В течение рабочего дня, пока я принимала нескончаемый поток пациентов, я почти не замечала похмелья, но теперь меня мучили головная боль, дрожь в теле, беспокойство, когда это закончится, наконец. И зачем только назначать какие-то встречи, с кем-то общаться?
С другой стороны, думала я, пытаясь взбодриться, увидеть Бьёрна будет любопытно, и чем он вообще занимался все эти годы? Бьёрн, которого я бросила ради Акселя. Чем он сейчас живет?
Накануне вечером я лежала на диване и изучала жизнь Бьёрна. Его жена Линда из тех, кто выкладывает фотографии в соцсети каждый божий день, даже если выложить нечего, кроме фото с цветами в вазе или чашкой кофе и комментарием: Долгожданный отдых наедине с собой.
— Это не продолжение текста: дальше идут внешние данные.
PR #1720, opened 2023-09-05
Applied test fixes.

### LINKED ISSUE #1514: When setting the ETH_CALL_DEFAULT_TO_CONSENSUS_NODE=false the allowance on ERC20 wrapped HTS tokens is not getting updated.
### Description

The test ```'@release when the spender has unlimited allowance``` , ```'decreases the spender allowance'``` fails with the following:
```
       Acceptance tests
         @erc20 Acceptance Tests
           HTS token
             should behave like erc20
               transfer from
                 when the token owner is not the zero address
                   when the recipient is not the zero address
                     @release when the spender has unlimited allowance
                       decreases the spender allowance:

      AssertionError: expected '10000' to equal '9999'
      + expected - actual

      -10000
      +9999
``` when the ETH_CALL_DEFAULT_TO_CONSENSUS_NODE=false.  

### Steps to reproduce

1. Run the release acceptance tests pointed to testnet.
```
npm run acceptancetest:release
```

### Additional context

_No response_

### Hedera network

testnet

### Version

v0.27.0

### Operating system

macOS

### PR DESCRIPTION
**Pull request by ebadiere**
Fixes eth_estimateGas.  

Fixes #1514

**Checklist**

### DIFF
--- a/packages/server/tests/acceptance/rpc_batch2.spec.ts
+++ b/packages/server/tests/acceptance/rpc_batch2.spec.ts
@@ -40,741 +40,952 @@ import Address from '../../tests/helpers/constants';
 import { numberTo0x } from '../../../../packages/relay/src/formatters';
 
 describe('@api-batch-2 RPC Server Acceptance Tests', function () {
-    this.timeout(240 * 1000); // 240 seconds
+  this.timeout(240 * 1000); // 240 seconds
 
-    const accounts: AliasAccount[] = [];
+  const accounts: AliasAccount[] = [];
 
-    // @ts-ignore
-    const { servicesNode, mirrorNode, relay, logger } = global;
+  // @ts-ignore
+  const { servicesNode, mirrorNode, relay, logger } = global;
 
-    // cached entities
-    let tokenId;
-    let contractId;
-    let contractExecuteTimestamp;
-    let mirrorContract;
-    let mirrorContractDetails;
-    let mirrorSecondaryAccount;
-    let requestId;
+  // cached entities
+  let tokenId;
+  let contractId;
+  let contractExecuteTimestamp;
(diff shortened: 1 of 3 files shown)

### CODE REVIEW

File: packages/server/tests/acceptance/rpc_batch2.spec.ts [hunk 1]
```diff
@@ -40,741 +40,952 @@ import Address from '../../tests/helpers/constants';
...
 
-    this.beforeEach(async () => {
-        requestId = Utils.generateRequestId();
+    it('@release should execute "eth_estimateGas" for contract call', async function () {
+      const expectedRes = `0x${(400000).toString(16)}`;
+      const estimatedGas = await relay.call(
+        RelayCalls.ETH_ENDPOINTS.ETH_ESTIMATE_GAS,
+        [
+          {
+            from: accounts[0].address,
```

На одной из фотографий были изображены две руки с переплетенными пальцами, поверх нее – красные сердечки и надпись розовым курсивом: 28 лет со дня свадьбы. Я листала фотографии и думала: это же полное безумие, что сейчас можно вот так запросто залезть в чью-то личную жизнь, со всеми ее интимными подробностями; одновременно мне захотелось протрезветь и сполна насладиться прогулкой по этой чужой жизни, которая протекала передо мной на экране. Выходит, Бьёрну в каком-то смысле повезло больше, чем мне, ведь его жизнь оказалась гораздо более пригодной для демонстрации внешнему миру. И Линда, и Бьёрн выглядели моложе, чем мы с Акселем, у них родились дети раньше, чем у нас, их большая семья выглядела гармоничной и счастливой, они казались эталоном, к которому нужно стремиться всем. На одной фотографии, к которой я то и дело возвращалась, Бьёрн, Линда и их четверо взрослых детей стояли на пляже. Линда стояла позади одного из сыновей и обнимала его за плечи – сын был копией Бьёрна в молодости, – все смеялись.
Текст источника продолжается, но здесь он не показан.